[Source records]
PR #762, opened 2015-05-15
Avoid generating nonsensical "did you mean" suggestions

### LINKED ISSUE #760: Update has trouble with pointer packages
Confused the redirection with having a new version explicitly provided (which is not supported)

crisptrutski:
Closes #760

### DIFF
--- a/lib/install.js
+++ b/lib/install.js
@@ -110,9 +110,10 @@ exports.install = function(targets, options) {
     else if (targets && options.doUpdate)
       Object.keys(targets).forEach(function(module) {
         var target = targets[module];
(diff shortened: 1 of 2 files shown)


guybedford:
:+1:

I'm not sure I understand your PR pattern as things seem to double-up a lot? Would it make more sense to have a branch, and the PR against that branch?

crisptrutski:
The duplicates commits were just to fixing travis (master was failing). If you mean the number of PRs per theme, that's just lack of foresight / merging too early.

Don't think we need a dev / integration branch.

crisptrutski:
Will merge this in another PR

PR #775, opened 2015-05-19
Recursive clean-up on uninstalls

### LINKED ISSUE #745: Uninstall to clear parent folder when empty
From https://github.com/jspm/github/issues/48:

> If you uninstall a GitHub repo named `x/y`, then the `y` folder is removed, but not the empty `x` folder.

crisptrutski:
Closes #745

### DIFF
--- a/lib/install.js
+++ b/lib/install.js
@@ -869,6 +869,34 @@ function showVersions(forks) {
 }
 exports.showVersions = showVersions;
 
+/* Recursively remove directory, all those above it, if they are empty.
+ * Takes optional `stopDir` to terminate at. */
+function cascadeDelete(dir, stopDir) {
+  if (dir && dir !== stopDir) {
+    return new Promise(function(resolve) {
+      fs.exists(dir, resolve);
+    })
+    .then(function(exists) {
+      if (!exists)
+        return true;
+
+      return asp(fs.readdir)(dir)
+      .then(function(paths) {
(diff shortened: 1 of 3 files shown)


lib/install.js
```diff
@@ -869,6 +869,34 @@ function showVersions(forks) {
 }
 exports.showVersions = showVersions;
 
+/* Recursively remove directory, all those above it, if they are empty.
+ * Takes optional `stopDir` to terminate at. */
+function cascadeDelete(dir, stopDir) {
```
guybedford: Perhaps let's put this into the common.js file?

guybedford:
:+1:

crisptrutski:
@guybedford managed to find a subtle issue where parallel deletes occur in the gap between `exists` check and `rmdir`. 

Might not even be worth calling `exists` anyway now, or `readdir`, and just use the error codes. Less code

guybedford:
Well caught, yeah async needs a lot of thought. Error codes via a single access is the recommended approach for this stuff anyway. Do put some thought to symlinks as well here - they shouldn't be followed.

crisptrutski:
Not sure we should worry about symlinks here - if symlinking to a shared deps folder, think that removing empty directories is still OK. 

We could check in advance if any of the parent directories are symlinks, and then skip all of them. Is that what you mean? Can't think of anything else that makes sense to me

PR #784, opened 2015-05-21
Fix #783, added --inline-source-maps in in bundle and bundle-sfx command

### LINKED ISSUE #783: Add --inline-source-map option to bundle commands

johnraz:
Shoudl fix #783, I just made the option `--inline-source-maps` instead of `--inline-source-map`, mind the trailing *s*.

@crisptrutski , please give it a look.

### DIFF
--- a/cli.js
+++ b/cli.js
@@ -366,7 +366,7 @@ process.on('uncaughtException', function(err) {
       options.mangle = !options['no-mangle'];
       
       if (options['inline-source-maps']){
-        options.sourceMapContents = true;
+        options.sourceMaps = "inline";
       }
 
       var bArgs = options.args.splice(1);
--- a/cli.js
+++ b/cli.js
@@ -366,7 +366,7 @@ process.on('uncaughtException', function(err) {
       options.mangle = !options['no-mangle'];
       
       if (options['inline-source-maps']){
-        options.sourceMapContents = 'inline';
+        options.sourceMapContents = true;
       }
 
       var bArgs = options.args.splice(1);
--- a/cli.js
+++ b/cli.js
@@ -358,12 +358,17 @@ process.on('uncaughtException', function(err) {
       var sfxBundle = true;
 
     case 'bundle':
-      options = readOptions(args, ['--inject', '--yes', '--skip-source-maps', '--minify',  '--no-mangle', '--hires-source-maps', '--no-runtime']);
+      options = readOptions(args, ['--inject', '--yes', '--skip-source-maps', '--minify',  '--no-mangle', '--hires-source-maps', '--no-runtime', '--inline-source-maps']);
       if (options.yes)
         ui.useDefaults();
       options.sourceMaps = !options['skip-source-maps'];
       options.lowResSourceMaps = !options['hires-source-maps'];
       options.mangle = !options['no-mangle'];
+      
+      if (options['inline-source-maps']){
+        options.sourceMapContents = 'inline';
+      }
+
       var bArgs = options.args.splice(1);
 
       if (bArgs.length === 0) {


cli.js
```diff
@@ -358,12 +358,17 @@ process.on('uncaughtException', function(err) {
...
-      options = readOptions(args, ['--inject', '--yes', '--skip-source-maps', '--minify',  '--no-mangle', '--hires-source-maps', '--no-runtime']);
+      options = readOptions(args, ['--inject', '--yes', '--skip-source-maps', '--minify',  '--no-mangle', '--hires-source-maps', '--no-runtime', '--inline-source-maps']);
       if (options.yes)
         ui.useDefaults();
       options.sourceMaps = !options['skip-source-maps'];
       options.lowResSourceMaps = !options['hires-source-maps'];
       options.mangle = !options['no-mangle'];
+      
+      if (options['inline-source-maps']){
+        options.sourceMapContents = 'inline';
```
crisptrutski: This needs to be `options.sourceMaps = 'inline';`

crisptrutski:
Works for me with a slight tweak, thanks!

crisptrutski:
Unfortunately no tests for these things, but "contributions welcome" :dancer:

cli.js
johnraz: Works only with `options.sourceMapContents` for me.
Using `options.sourceMaps` raise an exception:
```
err  SyntaxError: Unexpected token i
         at Object.parse (native)
         at new SourceMapConsumer (file:some-path/jspm_packages/npm/source-map@0.1.43/lib/source-map/source-map-consumer.js:14:24)
         at fromString (file:some-path/jspm_packages/npm/clean-css@3.1.9/lib/utils/input-source-map-tracker.js:19:26)
         at InputSourceMapStore.track (file:some-path/jspm_packages/npm/clean-css@3.1.9/lib/utils/input-source-map-tracker.js:107:54)
         at Object.whenDone (file:some-path/jspm_packages/npm/clean-css@3.1.9/lib/clean.js:76:46)
         at processNext (file:some-path/jspm_packages/npm/clean-css@3.1.9/lib/imports/inliner.js:83:115)
         at importFrom (file:some-path/jspm_packages/npm/clean-css@3.1.9/lib/imports/inliner.js:65:12)
         at processNext (file:some-path/jspm_packages/npm/clean-css@3.1.9/lib/imports/inliner.js:83:74)
         at importFrom (file:some-path/jspm_packages/npm/clean-css@3.1.9/lib/imports/inliner.js:65:12)
         at inlineLocalResource (file:some-path/jspm_packages/npm/clean-css@3.1.9/lib/imports/inliner.js:228:12)
```

crisptrutski: Ultimately `options.sourceMaps` is used to determine whether the maps are inlined: https://github.com/systemjs/builder/blob/master/lib/output.js#L160-163

On my side, with your PR as it is I've tested and the sources were not inlined (and works with the change).

Is there more to the stack for that exception? Would like to replicate, but have a feeling it's related to how you're bundling CSS - which I'm not very familiar with.

johnraz: That's the complete stack trace, yes.
I have no idea where the error is coming from.

I don't do anything fancy to bundle css, its done in a separated process using lessc which doesn't interact with this. It's probably due to one of my deps.

I think we need to differentiate the line you pointed and this [one](https://github.com/systemjs/builder/blob/master/lib/output.js#L69).

The way I understand what's going on, my version of the code embeds the source in the sourcemap, while yours embeds the sourcemap in the source, right ?

all you should need to reproduce is [here](https://gist.github.com/johnraz/03fae8f6fd602f480fe1)

guybedford: This sounds like an error in the CSS plugin due to https://github.com/systemjs/plugin-css/blob/master/css-builder.js#L32 passing in the full value of `inline`.

Setting `sourceMapContents: true` seems like a viable alternative, but it should be `true` and not `inline` I think.

In terms of the API, we should probably try and converge on one or the other method though. I quite like the separate property actually to avoid issues like that.

johnraz: @guybedford the `inline` value comes from here: https://github.com/systemjs/builder/blob/master/lib/builder.js#L26

crisptrutski: @johnraz Yeah that's the right summary for the behaviours - although I'd remove some ambiguity by saying "embeds the sourcemap in the output" rather :wink: 

In JSPM we want to reserve `inline` to refer to embedding the sourcemap in the output file, and do not want to use this command line option to refer to the weaker "include sources in the source map" action. 

We should add a separate command line option for `sourceMapContents`, like `--source-map-include-contents`.

RE: the exception you're getting, I think https://github.com/systemjs/plugin-css/pull/37 should sort you out, but it has not been tested yet

crisptrutski: @johnraz tested out bundling some css with that plugin-css update - seems to work now. published version `0.11.1` - let me know if your troubles are resolved

johnraz: As stated on the related plugin-css PR, its fixed indeed ! Thanks.
I would say that we can drop the weaker option completely and stick with the current option and your comment applied (see my latest commit)

crisptrutski:
Thanks for the help discovering, fixing and testing :+1:

johnraz:
waiiit :D I just pushed a linter fix ;-)

johnraz:
Ok I was too late, I made a new PR :)

PR #792, opened 2015-05-26
Added option to not use a transpiler during init

JoshAntBrown:


guybedford:
Awesome, thank you!

JoshAntBrown:
No problem :-)

curran:
Wonderful! So happy to hear this has been implemented. Thank you for addressing this.

simonh1000:
I have the following in my config.js file and am finding that it is trying to load a file `none.js` as a result, which is causing load errors
```
System.config({
  "transpiler": "none",
```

**AIM OF THE TASK:**
Within the entries, find each line holding the string "johnraz". Reply with how many there are, as a number alone.

**RESPONSE TO THIS TASK:**
10